Partnership

by lodessa



Category: Star Trek: Discovery
Genre: Domestic, F/M, Fade to Black, Fake Marriage, Friends With Benefits, Implied Sexual Content, Making Out, Mild Sexual Content, Relationship Discussions, Undercover as Married, Undressing, Unresolved Emotional Tension
Language: English
Status: Completed
Published: 2018-08-06
Updated: 2018-08-06
Packaged: 2019-06-22 22:40:37
Rating: Teen And Up Audiences
Warnings: No Archive Warnings Apply
Chapters: 1
Words: 3,466
Publisher: archiveofourown.org
Story URL: https://archiveofourown.org/works/15592371
Author URL: https://archiveofourown.org/users/lodessa/pseuds/lodessa
Summary: She had thought… well it sounds unimaginably unselfaware and naive now, but Katrina really had thought that it would be simpler to do this with Gabriel than someone else, that their particular brand of friendship and its familiarity with the bedroom would make it less tense and simpler to pretend to be a married couple.Of course, therein lay the problem.  It was one thing to share whiskey and sex, to tumble carelessly into bed, and another entirely to set up house and call one another pet names in front of the neighbors and go through a mundane daily routine of skincare and toothbrushing beside one another at a double sink vanity.





	Partnership

**Author's Note:**

  * In response to a prompt by [LizBee](https://archiveofourown.org/users/LizBee/pseuds/LizBee) in the [july2018](https://archiveofourown.org/collections/july2018) collection. 



> **Prompt:**
> 
>  
> 
> Katrina and Gabriel go undercover as a married couple. Shenanigans ensue, I assume. (Pre-series, so prime characters all around, please.)

“I think Tenvir is this close to letting me in on where he’s getting those black market cigars,” Gabriel comments, bending over to splash water on his face. 

She continues to watch him as he pats his face dry with a towel and takes a moment to survey the day’s stubble in the mirror. He’s not the skinny kid she’d debated across the lecture hall of their Intro to Diplomacy course anymore: his shoulders have filled out, he’s grown into his features, and she can see the small lines starting to form at the corners of his eyes and mouth… she has them too.
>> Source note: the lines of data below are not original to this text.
PR #1124, opened 2021-01-26
Fix test_vector_swizzle overwrite of padding of 3-element vectors

### LINKED ISSUE #1120: test_vector_swizzle checking padding of 3-element vectors
test_vector_swizzle is checking that the value of the padding is unchanged in all 3-element destination vectors,
whether they are written using vstore or directly.
We (IMG) are wondering whether this is correct for the direct stores, or whether they are allowed to overwrite the padding?

stevec611:
Use vstore3 to ensure padding is not overwritten in destination buffer.

Fixes #1120


bashbaug (approved):
LGTM and I've verified this passed on our implementation.  Thanks!

jrprice (approved):

PR #1127, opened 2021-01-28
 Fix command-line function range for bruteforce 

nikhiljnv:
Runnning "test_bruteforce N M" is expected to skip
first N functions and test M functions after it.
When N is 0, the test currently skips M functions
and run all functions thereafter.
Fix the test to honor semantics of these
command-line options to correctly test
first M functions when N is 0.


jlewis-austin (approved):
LGTM

kpet (approved):
LGTM. We really ought to integrate this better in option parsing.

mantognini:
This change broke some flows: when listing tests to be run, they are now always skipped.

Example:
```
$ ./bins/test_bruteforce mad
[snip]
mad...                                                              
Skipping function #53                                               
mad passed                                                          
PASSED sub-test.                                                    
PASSED test.
```


On line 143, we have
```cpp
if (i < gStartTestNumber || i > gEndTestNumber)
```
which is always true: `i` and `gStartTestNumber` are `size_t`, and `i < size_t{-1}` always holds for the values of `i`.

Maybe it's enough to change this line to
```cpp
if ((gStartTestNumber != -1 && i < gStartTestNumber) || i > gEndTestNumber)
```
but I haven't tested this thouroughtly.

PR #1131, opened 2021-01-28
Fix possible size_t overflow in 32-bit builds.

JohnKesapidesARM:
Use cl_ulong temporary values for row/slice_pitch.

### DIFF
--- a/test_conformance/images/kernel_image_methods/test_2D_array.cpp
+++ b/test_conformance/images/kernel_image_methods/test_2D_array.cpp
@@ -269,8 +269,7 @@ int test_get_image_info_2D_array(cl_device_id device, cl_context context,
                 size_t extraHeight = (int)random_log_in_range( 0, 8, seed );
                 slicePitch = rowPitch * (imageInfo.height + extraHeight);
 
-                size = (cl_ulong)slicePitch * (cl_ulong)imageInfo.arraySize * 4
-                    * 4;
+                size = slicePitch * imageInfo.arraySize * 4 * 4;
             } while(  size > maxAllocSize || ( size * 3 ) > memSize );
 
             imageInfo.slicePitch = slicePitch;
--- a/test_conformance/images/kernel_image_methods/test_2D_array.cpp
+++ b/test_conformance/images/kernel_image_methods/test_2D_array.cpp
@@ -244,6 +244,9 @@ int test_get_image_info_2D_array(cl_device_id device, cl_context context,
         for( int i = 0; i < NUM_IMAGE_ITERATIONS; i++ )
         {
             cl_ulong size;
+            cl_ulong slicePitch;
+            cl_ulong rowPitch;
+
             // Loop until we get a size that a) will fit in the max alloc size and b) that an allocation of that
             // image, the result array, plus offset arrays, will fit in the global ram space
             do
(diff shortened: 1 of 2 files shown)


test_conformance/images/kernel_image_methods/test_3D.cpp
```diff
@@ -113,23 +116,26 @@ int test_get_image_info_3D(cl_device_id device, cl_context context,
...
 
                 size_t extraHeight = (int)random_log_in_range( 0, 8, seed );
-                imageInfo.slicePitch = imageInfo.rowPitch * (imageInfo.height + extraHeight);
+                slicePitch = rowPitch * (imageInfo.height + extraHeight);
 
-                size = (cl_ulong)imageInfo.slicePitch * (cl_ulong)imageInfo.depth * 4 * 4;
+                size = (cl_ulong)slicePitch * (cl_ulong)imageInfo.depth * 4 * 4;
             } while(  size > maxAllocSize || ( size * 3 ) > memSize );
 
+            imageInfo.slicePitch = slicePitch;
```
jlewis-austin, line 136: I'm not sure I understand the fix. Aren't we just moving the overflow possibility to here? It seems like a fundamental limitation of the API that rowPitch and slicePitch have to fit in size_t.

test_conformance/images/kernel_image_methods/test_2D_array.cpp
```diff
@@ -252,23 +255,27 @@ int test_get_image_info_2D_array(cl_device_id device, cl_context context,
...
-                } while ((imageInfo.rowPitch % pixelSize) != 0);
+                    rowPitch += extraWidth;
+                } while ((rowPitch % pixelSize) != 0);
 
                 size_t extraHeight = (int)random_log_in_range( 0, 8, seed );
-                imageInfo.slicePitch = imageInfo.rowPitch * (imageInfo.height + extraHeight);
+                slicePitch = rowPitch * (imageInfo.height + extraHeight);
 
-                size = (cl_ulong)imageInfo.slicePitch * (cl_ulong)imageInfo.arraySize * 4 * 4;
+                size = (cl_ulong)slicePitch * (cl_ulong)imageInfo.arraySize * 4
```
jlewis-austin, line 272: the (cl_ulong) cast is unnecessary here

test_conformance/images/kernel_image_methods/test_3D.cpp
```diff
@@ -113,23 +116,26 @@ int test_get_image_info_3D(cl_device_id device, cl_context context,
...
-                } while ((imageInfo.rowPitch % pixelSize) != 0);
+                    rowPitch += extraWidth;
+                } while ((rowPitch % pixelSize) != 0);
 
                 size_t extraHeight = (int)random_log_in_range( 0, 8, seed );
-                imageInfo.slicePitch = imageInfo.rowPitch * (imageInfo.height + extraHeight);
+                slicePitch = rowPitch * (imageInfo.height + extraHeight);
 
-                size = (cl_ulong)imageInfo.slicePitch * (cl_ulong)imageInfo.depth * 4 * 4;
+                size = (cl_ulong)slicePitch * (cl_ulong)imageInfo.depth * 4 * 4;
```
jlewis-austin, line 133: the (cl_ulong) cast is unnecessary here

jlewis-austin (commented):
This definitely cleans it up a bit, but think I'm missing how the fix works.

test_conformance/images/kernel_image_methods/test_3D.cpp
JohnKesapidesARM: The trick here is that for a 32-bit system, if the pitch is more than 32-bit then this `while(  size > maxAllocSize || ( size * 3 ) > memSize );` will cause it to recalculate as maxAllocSize and memSize  are guaranteed to be <=4GB. So if we get to this point outside the loop the pitches are guaranteed to fit.

test_conformance/images/kernel_image_methods/test_2D_array.cpp
JohnKesapidesARM: yeap redundant, removed.

test_conformance/images/kernel_image_methods/test_3D.cpp
JohnKesapidesARM: yeap redundant, removed.

test_conformance/images/kernel_image_methods/test_3D.cpp
jlewis-austin: Thanks, got it. I was looking at the wrong loop scope.

jlewis-austin (approved):
LGTM

kpet (approved):

PR #1141, opened 2021-02-02
Creating common functions for image/kernel_read_write read tests

### LINKED ISSUE #616: De-duplicate code in kernel_read_write
There is a lot of duplicate code in that suite. Move it to the common file introduced in https://github.com/KhronosGroup/OpenCL-CTS/pull/615.

ellnor01:
The second PR in a series to fix #616 

Previously functions used for the 3D image read tests were moved into the common file. In this PR the code is modified to be generic for any of the image types.

This makes it easier for later PRs to use these functions for all image types.


test_conformance/images/kernel_read_write/test_common.cpp
```diff
@@ -105,52 +130,94 @@ void InitFloatCoordsCommon(image_descriptor *imageInfo,
...
         {
-            size_t width_lod, height_lod, depth_lod;
-
-            width_lod =
-                (imageInfo->width >> lod) ? (imageInfo->width >> lod) : 1;
-            height_lod =
-                (imageInfo->height >> lod) ? (imageInfo->height >> lod) : 1;
-            depth_lod =
-                (imageInfo->depth >> lod) ? (imageInfo->depth >> lod) : 1;
+            width_loop = (width_loop >> lod) ? (width_loop >> lod) : 1;
```
kpet, line 157: `lod` means Level Of Detail in that context. At first glance it seems like a meaninful name that should be kept.

ellnor01: Added a commit that restores the _lod

test_conformance/images/kernel_read_write/test_common.cpp
```diff
@@ -141,17 +175,52 @@ void InitFloatCoordsCommon(image_descriptor *imageInfo,
...
 }
 
+cl_mem create_image_of_type(cl_context context, cl_mem_flags mem_flags,
+                            image_descriptor *imageInfo, size_t row_pitch,
+                            size_t slice_pitch, void *host_ptr, cl_int *error)
+{
+    cl_mem image;
+    switch (imageInfo->type)
+    {
+        case CL_MEM_OBJECT_IMAGE3D:
```
jlewis-austin, line 202: We should add a default case to handle unsupported image types (especially since only 3D is supported now. Would be nice to add a comment noting that the implementation is incomplete.

test_conformance/images/kernel_read_write/test_common.cpp
```diff
@@ -141,17 +175,52 @@ void InitFloatCoordsCommon(image_descriptor *imageInfo,
...
+}
+
+static size_t get_image_num_pixels(image_descriptor *imageInfo, size_t width,
+                                   size_t height, size_t depth,
+                                   size_t array_size)
+{
+    size_t image_size;
+    switch (imageInfo->type)
+    {
+        case CL_MEM_OBJECT_IMAGE3D: image_size = width * height * depth; break;
```
jlewis-austin, line 219: We should add a default case to handle unsupported image types (especially since only 3D is supported now. Would be nice to add a comment noting that the implementation is incomplete.

jlewis-austin (changes requested):
This is a great improvement! Just a few comments on error handling

test_conformance/images/kernel_read_write/test_common.cpp
ellnor01: Done. 
Hopefully this is as expected, but it will be removed in a follow up pull request anyway.

test_conformance/images/kernel_read_write/test_common.cpp
ellnor01: Done.
Hopefully this is as expected, but it will be removed in a follow up pull request anyway.

test_conformance/images/kernel_read_write/test_common.cpp
```diff
@@ -34,20 +34,45 @@ cl_sampler create_sampler(cl_context context, image_sampler_data *sdata, bool te
...
+        case CL_MEM_OBJECT_IMAGE2D: height = imageInfo->height; break;
+        case CL_MEM_OBJECT_IMAGE2D_ARRAY:
+            height = imageInfo->height;
+            depth = imageInfo->arraySize;
+            break;
+        case CL_MEM_OBJECT_IMAGE3D:
+            height = imageInfo->height;
+            depth = imageInfo->depth;
+            break;
+    }
```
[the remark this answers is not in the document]
StuartDBrady: The _errCode_ argument to _test_error_ should only ever be an OpenCL error code.

Using `test_error(-1, "ERROR: <some message>")` will print:

```
ERROR: ERROR: <some message> (CL_DEVICE_NOT_FOUND from filename:lineno)
```

It will also return _CL_DEVICE_NOT_FOUND_.  Could you use _log_error_ and have this return _TEST_FAIL_ instead, please?  This change will need to propagate up a bit, to _InitFloatCoordsCommon_ and to the call to it in _test_read_image_.

test_conformance/images/kernel_read_write/test_common.cpp
```diff
@@ -34,122 +34,208 @@ cl_sampler create_sampler(cl_context context, image_sampler_data *sdata, bool te
...
+        case CL_MEM_OBJECT_IMAGE3D:
+            height = imageInfo->height;
+            depth = imageInfo->depth;
+            break;
+        default: test_error(-1, "ERROR: Test does not support image type");
+    }
+    return error;
+}
+
+cl_int InitFloatCoordsCommon(image_descriptor *imageInfo,
```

Both of them have grown so much since the fresh faced cadets they had been at the beginning. Word has it that Gabriel is on the shortlist to get his own ship in the next year or so and Katrina has finally let them coax her away from the couch and into management. She’s even accepted that she likes it, that maybe it is where she was meant to be. 

They haven’t seen each other all that much these past five years or so, but it's finally hitting her that for all this time when they do they have still been repeating their same old pattern, acting like their twenty year old selves. 

Why? Of course, she knows the literature on it, but it's funny just how useless one’s expertise gathered to help others feels when it suddenly is relevant to one’s self.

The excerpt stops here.